◆ **Aim of the exercise**:
Where the word "FIFO" occurs in a line of the data, return the whole line.

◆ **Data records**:

···

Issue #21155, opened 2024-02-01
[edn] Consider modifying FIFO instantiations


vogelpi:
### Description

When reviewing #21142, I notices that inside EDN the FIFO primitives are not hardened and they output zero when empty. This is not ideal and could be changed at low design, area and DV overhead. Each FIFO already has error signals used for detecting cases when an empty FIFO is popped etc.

···

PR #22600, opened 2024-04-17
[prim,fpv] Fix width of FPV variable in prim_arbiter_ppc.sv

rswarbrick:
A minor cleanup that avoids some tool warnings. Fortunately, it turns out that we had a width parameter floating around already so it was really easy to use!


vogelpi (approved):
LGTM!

···

◆ **Result of this exercise**:
[edn] Consider modifying FIFO instantiations
When reviewing #21142, I notices that inside EDN the FIFO primitives are not hardened and they output zero when empty. This is not ideal and could be changed at low design, area and DV overhead. Each FIFO already has error signals used for detecting cases when an empty FIFO is popped etc.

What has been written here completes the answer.